Identification of patients at risk for early disease progression facilitates the likelihood of tailored management in CLL. Abnormality of k and l serum-free light chain ratio [sFLC (k/l)] has been proposed as a straightforward prognostic factor in CLL. To determine if assessment of this ratio [sFLC (k/l)] is of added value to our existing prognositic factors, Morabito and colleagues analyzed clinical data and blood samples from 449 therapy-naïve patients evaluated throughout Italy. They found that an abnormal sFLC (k/l), along with CD38, ZAP-70, IGHV mutations, cytogenetics, and clinical stage, independently predict treatment-free survival (TFS). The investigators also introduced a new measure, the cumulative amount of clonal and nonclonal FLCs [sFLC (k+l)], and found that when in excess of 60.6 mg/mL, this measure is associated with cytogenetic risk and significantly predicts short TFS.

Commentary

Approximately 50% of CLL patients display an abnormal sFLC (k/l) and/or elevated levels of clonally unrestricted k or l sFLC. In their analysis of a large cohort (n = 449) of untreated CLL patients for the panel of established CLL biomarkers, the investigators document that sFLC(k/l) and sFLC absolute (summed k+l) levels are distinct prognostic variables in CLL. Although abnormal sFLC(k/l) was associated with parameters reflecting disease aggressiveness (i.e., stage, CD38/ZAP-70, IGHV mutations) and independently predicted TFS, it did not correlate with cytogenetic risk. In contrast, unfavorable cytogenetics were associated with the quantitative sum of k and l serum levels. Accordingly, they demonstrate the prognostic value of an abnormal sFLC(k/l) becomes irrelevant if the sFLC(k+l) value is above the threshold value of (60.6 mg/mL). In contrast, by multivariate analysis, sFLC(k+l) more than 60.6 mg/mL was demonstrated as a strong predictor of TFS together with ZAP-70, staging, and cytogenetics, whereas CD38, IGHV mutations, and sFLC(k/l) abnormalities lost their prognostic power. A straightforward model, including sFLC(k+l) more than 60.6 mg/mL, Binet staging, ZAP-70, and cytogenetics, was validated to accurately predict time to treatment requirement in untreated CLL patients.

Thus, determination of serum light chains is a useful and inexpensive adjunct to the initial evaluation of CLL patients. An abnormal k/l ratio indicates clonality and offers prognostic information. Of note, if the total quantitative serum light chain (k+l) exceeds the 60.6 mg/mL threshold, there is likely to be a threshold that is highly predictive of a short interval before treatment will be required.

References

1. Zenz T, et al. Moving from prognostic to predictive factors in chronic lymphocytic leukaemia (CLL). Best practice & research.
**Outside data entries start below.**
PR #1209, opened 2026-06-09
fix(auth0): configurable username claim with lowercase normalisation

### LINKED ISSUE #930: Valid group-based admin scopes can still result in empty UI permissions
### Summary

Even after the correct Entra admin group is resolved and mapped to admin scopes, the Registry can still return empty `ui_permissions`.

### Impact

The user receives valid scopes such as:
- `registry-admins`
- `mcp-servers-unrestricted/read`
- `mcp-servers-unrestricted/execute`

but still cannot access the Register page because `register_service` is missing from `ui_permissions`.

### Actual behavior

The auth context contains valid admin scopes, but:
- `ui_permissions: {}`

The UI then shows:
- "You do not have permission to register servers or agents."

### Expected behavior

If a user has a valid admin scope such as `registry-admins`, the Registry should consistently derive the corresponding UI permissions, including `register_service`.

### Notes

This looks like either:
- repository-backed scope/UI data is not being loaded consistently, or
- the product needs a more robust fallback / failure mode when scope documents are incomplete.

srinivas-kannepalli:
## Problem

Auth0 provider hardcodes `nickname` as the username for session storage and DB group lookups.

For **enterprise federations** (ADFS → Okta → Auth0) the `nickname` claim contains only the local-part of the email address and preserves the original directory capitalisation (e.g. `Srinivas.Kannepalli`). This fails to match lower-cased full-email addresses stored in the `idp_user_groups` collection, so users always fall back to read-only access even after their groups are seeded.

Closes #930 (empty `ui_permissions` for enterprise federation users).

## Root cause

`auth0.py` ignores the `username_claim` field already present in `oauth2_providers.yml` and uses a hardcoded lookup chain (`nickname or email or sub`).  All other providers (keycloak, okta, entra, pingfederate) honour `provider_config["username_claim"]`.

### `oauth2_providers.yml`
- Auth0 `username_claim` default changed from `nickname` → `${AUTH0_USERNAME_CLAIM:-email}`
- `email` is the most portable default; works with both simple and enterprise Auth0 tenants
- Set `AUTH0_USERNAME_CLAIM=nickname` to restore previous behaviour

### `server.py` – `substitute_env_vars()`
- Generalised to support `${VAR:-default}` syntax for **any** variable in the YAML
- Replaces the one-off Cognito-domain special case; backwards-compatible

### `providers/auth0.py`
- `Auth0Provider.__init__` accepts a new `username_claim: str = "email"` parameter
- `validate_token` and `extract_user_from_tokens` now use `self.username_claim` + `.lower()`
- Prevents case-sensitivity mismatches regardless of upstream IdP capitalisation

### `providers/factory.py`
- Reads `AUTH0_USERNAME_CLAIM` env var (default `"email"`) and passes it to `Auth0Provider`

## Backwards compatibility

Deployments without `AUTH0_USERNAME_CLAIM` switch from `nickname` → `email` as the username key. Operators who relied on nickname-keyed sessions/DB records should:
1. Set `AUTH0_USERNAME_CLAIM=nickname`  *or*
2. Re-run their user-group seed job with the new username format

## Testing

- Tested against a Cimpress Auth0 tenant (enterprise ADFS→Okta→Auth0 federation)
- `email` claim produces `srinivas.kannepalli@vista.com` after `.lower()`, matching Cortex-seeded DB records
- Group enrichment now succeeds and `ui_permissions` is populated correctly

### DIFF
--- a/.env.example
+++ b/.env.example
@@ -720,6 +720,14 @@ AUTH0_CLIENT_SECRET=your_auth0_client_secret_here
 # Default: https://mcp-gateway/groups
 AUTH0_GROUPS_CLAIM=https://mcp-gateway/groups
 
+# Auth0 username claim — the ID-token claim used as the canonical username for
+# session storage and idp_user_groups lookups.
+# Default: nickname (preserves existing behaviour for simple Auth0 tenants).
+# Set to "email" for enterprise federations (ADFS → Okta → Auth0) where
+# "nickname" contains only the local-part of the address in the upstream
+# directory's casing, causing group-lookup mismatches.
+AUTH0_USERNAME_CLAIM=nickname
+
 # Enable Auth0 in OAuth2 providers
 AUTH0_ENABLED=false
 
--- a/auth_server/oauth2_providers.yml
+++ b/auth_server/oauth2_providers.yml
@@ -102,10 +102,9 @@ providers:
     scopes: ["openid", "email", "profile"]
     response_type: "code"
     grant_type: "authorization_code"
-    # Claims mapping for user info
-    # Auth0 uses 'nickname' for display name and requires a custom
-    # Rule/Action to add groups to tokens as a namespaced claim
-    username_claim: "nickname"
+    # AUTH0_USERNAME_CLAIM selects which ID-token claim becomes the username
+    # used for session storage and DB group lookups.  Defaults to "nickname".
+    username_claim: "${AUTH0_USERNAME_CLAIM:-nickname}"
     groups_claim: "${AUTH0_GROUPS_CLAIM}"
     email_claim: "email"
     name_claim: "name"
--- a/auth_server/providers/auth0.py
+++ b/auth_server/providers/auth0.py
@@ -45,6 +45,7 @@ class Auth0Provider(AuthProvider):
         m2m_client_id: str | None = None,
         m2m_client_secret: str | None = None,
         groups_claim: str = "https://mcp-gateway/groups",
+        username_claim: str = "nickname",
     ):
         """Initialize Auth0 provider.
 
@@ -59,6 +60,9 @@ class Auth0Provider(AuthProvider):
                 Auth0 requires a namespaced claim via a Rule/Action
                 (e.g., 'https://mcp-gateway/groups'). Defaults to
                 'https://mcp-gateway/groups'.
+            username_claim: ID-token claim used as the canonical username for
+                session storage and DB group lookups.  Defaults to
+                ``"nickname"``.  Set ``AUTH0_USERNAME_CLAIM`` to override.
         """
         self.domain = domain.rstrip("/")
         self.client_id = client_id
@@ -67,6 +71,7 @@ class Auth0Provider(AuthProvider):
         self.m2m_client_id = m2m_client_id or client_id
         self.m2m_client_secret = m2m_client_secret or client_secret
         self.groups_claim = groups_claim
+        self.username_claim = username_claim
 
         # JWKS cache
         self._jwks_cache: dict[str, Any] | None = None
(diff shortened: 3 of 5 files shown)


aarora79:
Thanks @srinivas-kannepalli. The diagnosis is correct: Auth0 was the only provider that ignored `username_claim`, and `nickname` carries just the local-part with the upstream directory's casing, so it misses the lower-cased email keys in `idp_user_groups`.

Two CI items to fix first:

- Ruff fails: `F401 string.Template imported but unused` at `auth_server/server.py:23`. The `substitute_env_vars` rewrite removed the last use of `Template`. Run `uv run ruff check auth_server/ --fix`.
- One test fails: `tests/auth_server/unit/providers/test_auth0.py::TestAuth0TokenValidation::test_validate_token_success` asserts `username == "testuser"`, but the new default returns `testuser@example.com`. Update it to match the default we agree on below.

## Default behavior

We want to keep `nickname` as the default and make `email` opt-in.

The username is the identity key. It keys the session and the `idp_user_groups` lookup. Switching the default from `nickname` to `email` re-keys every existing Auth0 user on upgrade. Their seeded group records use the old key, the lookup misses, and they drop to read-only until the operator sets `AUTH0_USERNAME_CLAIM=nickname` or re-seeds. That turns a fix for enterprise federations into a breaking change for everyone else.

A number of existing deployments run Auth0 as the IdP. That is the set this default would break on upgrade.

Proposed split:

1. Keep the lowercase normalization on by default. It is safe for any claim and it fixes the casing half of #930 (`Srinivas.Kannepalli` to `srinivas.kannepalli`) with no migration. Keep it as you have it.

2. Default the claim to `nickname`; make `email` opt-in. In `auth_server/oauth2_providers.yml`, under the `auth0` provider, set:

   ```yaml
   username_claim: "${AUTH0_USERNAME_CLAIM:-nickname}"
   ```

Clinical Haematol 2010;23:71-84.

2. Bradwell AR, et al. Highly sensitive, automated immunoassay for immunoglobulin free light chains in serum and urine. Clin Chem 2001;47:673-680.

3. Pratt G, et al. Abnormal serum free light chain ratios are associated with poor survival and may reflect biological subgroups in patients with chronic lymphocytic leukaemia. Br J Haematol 2009;144:217-222.

4. Yegin ZA, et al. Free light chain: A novel predictor of adverse outcome in chronic lymphocytic leukemia. Eur J Haematol 2010;84:406-411.